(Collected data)
----------------
PR #3474, opened 2023-09-27
MNTOR-2224 - allow updating FxA profile info from front-end without sign-out

rhelmer:
# References: 
Jira: MNTOR-2224

# Description

This causes `update()` from `useSession` to trigger a profile refresh, to update the list of subscriptions (and any other info that has changed). It should not require the user to re-authenticate, as it uses the stored access token.

As noted in a comment in the code, this makes use of a client-side function as there doesn't seem to be any supported way to do this server-side in Next-Auth. I experimented a bit with this and I think we could do it with some effort, but this i a far smaller change (at the cost of an extra redirect to the user).

# How to test

Positive test:
1. create a new account
2. go through subscription flow
3. observe redirect from welcome-to-premium -> subscription -> back

Negative test:
1. try to go directly to welcome-to-premium page without having subscribed
2. observe redirect to / (landing page)

- [x] Remove demo button


src/app/api/utils/auth.ts
```diff
@@ -92,8 +92,26 @@ export const authOptions: AuthOptions = {
...
+        const access_token = token.subscriber?.fxa_access_token;
+        if (!access_token) {
+          throw new Error("no access token");
+        }
+
+        const result = await fetch(process.env.OAUTH_PROFILE_URI, {
+          headers: {
+            Authorization: `Bearer ${access_token}`,
+          },
+        });
```
rhelmer, line 111: @Vinnl  I noticed there's a `userInfo` property on our provider that does this same fetch basically, I can't find much info about what it's for in the docs though.

rhelmer: Is there a way to call that, or does it serve a totally different purpose? Maybe both should call a utility function? not sure.

src/app/(proper_react)/redesign/(authenticated)/user/dashboard/subscribed/page.tsx
```diff
@@ -2,76 +2,45 @@
...
+      } catch (ex) {
+        console.error(ex);
+        captureException(ex);
+      }
+      window.location.href = "/";
+    }
+    void updateSession();
+    // We only want to run this a single time - the page should not be re-rendered.
+    // eslint-disable-next-line react-hooks/exhaustive-deps
+  }, []);
```
Vinnl, line 43: I think you should be able to have the recommended dependencies here - [the docs do so too](https://next-auth.js.org/getting-started/client#refetching-the-session), so I think `update` only changes when the user e.g. logs out.

```suggestion
  }, [update]);
```

src/app/(proper_react)/redesign/(authenticated)/user/dashboard/fix/data-broker-profiles/welcome-to-premium/page.tsx
```diff
@@ -25,6 +26,11 @@ export default async function WelcomeToPremium() {
     redirect("/redesign/user/dashboard/");
   }
 
+  // The user may have subscribed and just need their session updated - they will be redirected back to try again if it looks valid.
+  if (!hasPremium(session.user)) {
+    redirect(`${process.env.NEXTAUTH_URL}/redesign/user/dashboard/subscribed`);
+  }
```
Vinnl, line 32: Wouldn't we be passing this URL as a `redirect_uri` to subplat or FxA, instead of redirecting the user there ourselves?

Vinnl (commented):
Would be great if this works! Added a couple of questions/suggestions inline, just to make sure I understand everything that's going on.

src/app/(proper_react)/redesign/(authenticated)/user/dashboard/subscribed/page.tsx
rhelmer: Hm I removed this because IIRC it was not working correctly, let me test and report on what happened. I only want this effect to run a single time and not change when properties change in this case FWIW - either we update and the user has a subscription and we redirect them to the welcome page, or something in that chain fails or is false and we redirect them to /.

src/app/(proper_react)/redesign/(authenticated)/user/dashboard/fix/data-broker-profiles/welcome-to-premium/page.tsx
rhelmer: I think this would make more sense, I already provided them the above URL before I realized we couldn't easily update from the server side, but we can have it changed.

src/app/(proper_react)/redesign/(authenticated)/user/dashboard/subscribed/page.tsx
```diff
@@ -2,76 +2,45 @@
...
+export default function Subscribed() {
+  const { update } = useSession();
+
+  useEffect(() => {
+    async function updateSession() {
+      // You can await here
+      try {
+        const result = await update();
+        if (hasPremium(result?.user)) {
+          window.location.href =
```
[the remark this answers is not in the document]
rhelmer: Yes `update` does refresh the cookie - this is the complication of doing the update purely on the server-side, it's necessary to re-send headers etc (as it is an http-only cookie). The client component is `POST`ing to the `/api/auth/session` endpoint, and including cookies in that request. I think it's likely doing to do more of this server-side but I see why it's complicated.

Anyway yes I will useRouter and thanks for pointing out the localhost hardcode, not intentional :)

src/app/(proper_react)/redesign/(authenticated)/user/dashboard/fix/data-broker-profiles/welcome-to-premium/page.tsx
rhelmer: OK one concern I had was if users subscribed first, but I don't think that actually matters, we can just have this "subscribed" endpoint be the place to start for subscription users.

I'm open to changing the URL FWIW, I only chose this one for convenience (it inherits the dashboard styles etc)

src/app/(proper_react)/redesign/(authenticated)/user/dashboard/subscribed/page.tsx
rhelmer: OK it works fine, it does run twice though... I don't understand `useEffect` enough to know why :(

src/app/(proper_react)/redesign/(authenticated)/user/dashboard/subscribed/page.tsx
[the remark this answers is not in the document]
rhelmer: OK thanks this works great, and it replaces history (which is good in this case), thanks!

src/app/(proper_react)/redesign/(authenticated)/user/dashboard/subscribed/page.tsx
```diff
@@ -2,76 +2,49 @@
...
+      } catch (ex) {
+        console.error(ex);
+        captureException(ex);
+        router.replace(`/`);
+      }
+    }
+    void updateSession();
+  }, [update, router]);
+
+  return <div>Please wait...</div>;
```
pdehaan, line 49: nit: `"Please wait..."` should be localized?
And possibly use `…` (`&hellip;`) instead of `...`?

src/app/(proper_react)/redesign/(authenticated)/user/dashboard/subscribed/page.tsx
```diff
@@ -2,76 +2,49 @@
...
+ */
+export default function Subscribed() {
+  const { update } = useSession();
+  const router = useRouter();
+
+  useEffect(() => {
+    async function updateSession() {
+      try {
+        const result = await update();
+        console.debug(result, hasPremium(result?.user));
```
pdehaan, line 32: ✂️

src/app/(proper_react)/redesign/(authenticated)/user/dashboard/subscribed/page.tsx
```diff
@@ -2,76 +2,49 @@
...
+        if (hasPremium(result?.user)) {
+          router.replace(
+            `/redesign/user/dashboard/fix/data-broker-profiles/welcome-to-premium`
+          );
+        } else {
+          router.replace(`/`);
+        }
+      } catch (ex) {
+        console.error(ex);
```
pdehaan, line 41: ✂️ 
Not sure on our policy of `console` logging and if these are being captured somewhere in STDOUT or STDERR or were just temporary testing artifacts.

src/app/api/utils/auth.ts
rhelmer: OK I ended up refactoring this into a common function, it was less work than trying to build something compatible with context (all it really needs is an access token)

src/app/(proper_react)/redesign/(authenticated)/user/dashboard/subscribed/page.tsx
rhelmer: `console.error` is indeed captured by logging

src/app/(proper_react)/redesign/(authenticated)/user/dashboard/subscribed/page.tsx
rhelmer: Yes I'll put it in pending locales at the very least. This wasn't really part of the design.

src/app/(proper_react)/redesign/(authenticated)/user/dashboard/subscribed/page.tsx
```diff
@@ -2,76 +2,49 @@
...
+        captureException(ex);
+        router.replace(`/`);
+      }
+    }
+    void updateSession();
+  }, [update, router]);
```
rhelmer, line 47: @Vinnl OK so the problem is that this `useEffect` runs several times if I have any dependencies here... ideally I'd only have it run a single time, I don't really care if the dependencies change. Wdyt?

src/app/(proper_react)/redesign/(authenticated)/user/dashboard/subscribed/page.tsx
rhelmer: We're working on moving to structured logging, but for now this is actually used. The way Sentry handles and presents it is more useable though.

src/app/(proper_react)/redesign/(authenticated)/user/dashboard/subscribed/page.tsx
Vinnl: Oh yeah that's fine, that's a somewhat contentious React feature if you enable strict mode (which we do, at the moment): [it will render everything twice](https://react.dev/reference/react/StrictMode#fixing-bugs-found-by-double-rendering-in-development) to surface errors resulting from components being impure functions. Strict mode only affects dev mode.

src/app/(proper_react)/redesign/(authenticated)/user/dashboard/subscribed/page.tsx
```diff
@@ -2,76 +2,50 @@
...
+import { useRouter } from "next/navigation";
+
+import { hasPremium } from "../../../../../../functions/universal/user";
+import { captureException } from "@sentry/browser";
+import { useL10n } from "../../../../../../hooks/l10n";
+
+/**
+ * Client-side page to update session info.
+ *
+ * Next-Auth does not have a simple way to do this purely from the client-side, so we
```
Vinnl, line 18: I think you meant this, no?

```suggestion
 * Next-Auth does not have a simple way to do this purely from the server-side, so we
```

src/app/(proper_react)/redesign/(authenticated)/user/dashboard/subscribed/page.tsx
Vinnl: Twice, or more? Twice should be fine, in the sense that that's only in dev mode: https://github.com/mozilla/blurts-server/pull/3474#discussion_r1341193204

What goes wrong if it runs multiple times?

src/app/api/utils/auth.ts
```diff
@@ -92,8 +85,10 @@ export const authOptions: AuthOptions = {
   ],
   callbacks: {
     // Unused arguments also listed to show what's available:
-    // eslint-disable-next-line @typescript-eslint/no-unused-vars
     async jwt({ token, account, profile, trigger }) {
+      if (trigger === "update") {
+        profile = await fetchUserInfo(token.subscriber?.fxa_access_token ?? "");
```
Vinnl, line 90: I think you should also pass this through the `authOptions.providers[0].profile` callback to ensure that the format is consistent. (Possibly also extracting that out into a separate function.)

src/app/(proper_react)/redesign/(authenticated)/user/dashboard/fix/data-broker-profiles/welcome-to-premium/page.tsx
Vinnl, line 1: Question: is my assumption correct that the user always ends up at this route after subscribing to Premium? Or are we supposed to have code like this on every page that might reflect the user's Premium status? (I'm hoping the former, otherwise I foresee a couple potential problems :) )

Vinnl (approved):
One blocking change (using the `profile` callback), but should be pretty easy to resolve, so approving beforehand with that caveat.

src/app/(proper_react)/redesign/(authenticated)/user/dashboard/subscribed/page.tsx
rhelmer: Oh that makes sense, thanks! It shouldn't be harmful to run multiple times, just wanted to make sure we understood. Thanks

src/app/(proper_react)/redesign/(authenticated)/user/dashboard/fix/data-broker-profiles/welcome-to-premium/page.tsx
rhelmer: The former, this is the page that subplat returns users to currently.

Vinnl: Perfect!

src/app/api/utils/auth.ts
Vinnl: Hmm that's really weird, I was pretty sure (see also the comment about the `profile` function) that it parsed the return value. The primary difference I think is that we use the `uid` from the FxA profile as the `id` used by `Next-Auth`. If the object returned by `/userinfo/` does not include a `.uid` property, then you're probably right and we can merge this.

rhelmer: Oh OK yes stepping through the output in the debugger you're right... `/userinfo/` does return an `FxaProfile`. OK I see your point then, I'm not sure why that passed typechecking - I suspect it's just because the `jwt` callback doesn't make use of any of these extra/conflicting fields like `uid` vs. `id` an `amrValues` - it just wants to create a token like:

```
        token.fxa = {
          locale: profile.locale,
          twoFactorAuthentication: profile.twoFactorAuthentication,
          metricsEnabled: profile.metricsEnabled,
          avatar: profile.avatar,
          avatarDefault: profile.avatarDefault,
          subscriptions: profile.subscriptions,
        };
```

I'll go ahead and do what you originally suggested.

rhelmer: That is, we should have a common way to take an `FxaProfile` and convert that to a standard `Profile`.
----------------
• THE TASK
Which lines of the data contain the word "pretty"? Copy each one.

• ANSWER BOX
One blocking change (using the `profile` callback), but should be pretty easy to resolve, so approving beforehand with that caveat.
Vinnl: Hmm that's really weird, I was pretty sure (see also the comment about the `profile` function) that it parsed the return value. The primary difference I think is that we use the `uid` from the FxA profile as the `id` used by `Next-Auth`. If the object returned by `/userinfo/` does not include a `.uid` property, then you're probably right and we can merge this.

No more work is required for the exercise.